Company Owned Real Estate Brokerage Services (known as NRT)—operates a full-service real estate brokerage business principally under the Coldwell Banker®, ERA®, Corcoran Group® and Sotheby’s International Realty® brand names. In addition, the Company operates a large independent real estate owned (“REO”) residential asset manager, which focuses on bank-owned properties.
Relocation Services (known as Cartus)—primarily offers clients employee relocation services such as homesale assistance, home finding and other destination services, expense processing, relocation policy counseling and other consulting services, arranging household goods moving services, visa and immigration support, intercultural and language training, and group move management services.
Title and Settlement Services (known as Title Resource Group or TRG)—provides full-service title, settlement and vendor management services to real estate companies, affinity groups, corporations and financial institutions with many of these services provided in connection with the Company’s real estate brokerage and relocation services business.
2012 Senior Secured Notes Offering
On February 2, 2012, Realogy issued $593 million of First Lien Notes and $325 million of New First and a Half Lien Notes to repay amounts outstanding under its senior secured credit facility. The First Lien Notes and the New First and a Half Lien Notes are senior secured obligations of the Company and will mature on January 15, 2020. Interest is payable semiannually on January 15 and July 15 of each year, commencing July 15, 2012. The First Lien Notes and the New First and a Half Lien Notes were issued in a private offering that is exempt from the registration requirements of the Securities Act.
The Company used the proceeds from the offering, of approximately $918 million, to: (i) prepay $629 million of its non-extended term loan borrowings under its senior secured credit facility which were due to mature in October 2013, (ii) repay all of the $133 million in outstanding borrowings under its non-extended revolving credit facility which was due to mature in April 2013, and (iii) repay $156 million of the outstanding borrowings under its extended revolving credit facility. In conjunction with the repayments of $289 million described in clauses (ii) and (iii), the Company reduced the commitments under its non-extended revolving credit facility by a like amount, thereby terminating the non-extended revolving credit facility.
Additionally, the Senior Secured Credit Facility Amendment provides that the First and a Half Lien Notes will not constitute senior secured debt for purposes of calculating the senior secured leverage ratio maintenance covenant under our senior secured credit facility.

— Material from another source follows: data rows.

PR #48, opened 2020-05-09
Fix invalid cursor position for tree root

vigoux:
This happens when trying to select the whole program using incramental selection.

Also adds the `program` node to lua locals.

### DIFF
--- a/lua/nvim-treesitter/incremental_selection.lua
+++ b/lua/nvim-treesitter/incremental_selection.lua
@@ -8,6 +8,11 @@ local function node_range_to_vim(node)
 
   local start_row, start_col, end_row, end_col = node:range()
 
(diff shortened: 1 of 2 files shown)


lua/nvim-treesitter/incremental_selection.lua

This facility requires Realogy to maintain a senior secured leverage ratio of total senior secured net debt to trailing 12-month Adjusted EBITDA (as defined in Note 8, “Short and Long-Term Debt”), that may not exceed 4.75 to 1.0. Realogy was in compliance with the senior secured leverage covenant with a senior secured leverage ratio of 4.44 to 1.0 at December 31, 2011. After giving effect to the 2012 Senior Secured Notes Offering, our senior secured leverage ratio would have been 3.87 to 1.0 at December 31, 2011. See Note 20 "Subsequent Events" for additional information related to the 2012 Senior Secured Notes Offering.